On wordpress first:
I get followers and likes even though I have no views during the day and block viewers from reading the whole text on “reader”
On visual studio:
If one creates a raw socket, it doesn’t receive data from tcp/udp requests(neither from visual studio nor firefox)
If you create a non-blocking udp server, and try to modify a control without invoke the program simply closes without raising errors(It didn’t happen with the asynchronous tcp server I built yesterday)
About raw sockets again, it says on the tooltip that you need to create your own ip header, in practice it sends the header by itself.
“301 Moved Permanently” is what I get while trying to get wordpress.com/tag/X/ on php. However, Python urllib still works.
The tip I gave about getting wordpress /page/2 of tags no longer works…

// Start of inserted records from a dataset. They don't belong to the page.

PR #3745, opened 2020-06-04
Less database queries when parsing multiple notifications

nickvergessen:
Currently when a call is started, we run:
1. O(n) queries to get the same room for every one
2. O(n) queries to check if the participant is in the conversation

We can reduce 1. to O(1) and remove 2. as we just looped outside over the participants to generate these notifications to begin with.

### DIFF
--- a/lib/Notification/Notifier.php
+++ b/lib/Notification/Notifier.php
@@ -75,6 +75,8 @@ class Notifier implements INotifier {
 
 	/** @var Room[] */
 	protected $rooms = [];
+	/** @var Participant[][] */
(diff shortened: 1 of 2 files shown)


nickvergessen:
It is already tested with:
https://github.com/nextcloud/spreed/pull/3745/files#diff-c11fe75116fbd13fc688d342253b70c8R245
```php
		$room->expects($this->once())
			->method('getParticipant')
```

I was just too lazy to rename it.

nickvergessen:
Okay, then no backport to stable18

PR #8292, opened 2022-11-04
REQ Stable24: hide details, keep messages

punkyard:
could you add an option to remove/hide manually details one by one
or hide them all with a one-click button?

cause details are really polluting the chatt
thanks

talk activities in chat


nickvergessen:
Please create issues for your requests. You are not trying to make a code change/pull request, but a feature/bug/enhancement suggestion which belongs into the issues.

And your request already has one, so you don't even need to do that.

PR #8309, opened 2022-11-07
Bump min PHP version in CI to 8.0

nickvergessen:
- [x] Ref https://github.com/nextcloud/server/issues/35025

Until 7.4 is dropped from server we just upgrade general CI to 8.0 already:
- [x] https://github.com/nextcloud/spreed/pull/8313


composer.json
```diff
@@ -17,7 +17,7 @@
 		"classmap-authoritative": true,
 		"optimize-autoloader": true,
 		"platform": {
-			"php": "7.4"
+			"php": "8.0"
 		},
```
vitormattos, line 21: When the server bumped the minimum version to >=8, its make necessary to lock the minimum version in all `composer.json` too?

vitormattos (approved):

vitormattos (approved):

composer.json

I could pay some serious hosting but I’m under the impression they would make crawling impossible sooner rather than later. Also, without page2+ crawling there is no way I would be able to do any real search.
After months thinking about how to crawl wordpresses jumping from blog to blog or simply asking for bloggers to register their blogs or even asking random users to index a post I was quite upset. No alternative seemed good enough. Relevant content needs to be updated continually, needs to be fresh. I tried finding a feed for specific tags on wordpress.com, failing. I even thought today about filtering bing’s results for a given tag a selecting only *.wordpress.com websites, then showing to my users. But then I tried getting a wordpress.com/some_tag page using python script(not mozilla). And all posts urls showed up, as well as titles and even descriptions; a crawl-able website. Not only that, but I can also get older pages by adding “/page/x” where x is [2..Inf]
Unbelievable. That’s exactly what I wanted. Now let’s hope PHP can also get those crawler-friendly pages so I don’t need to pay a python-enabled host.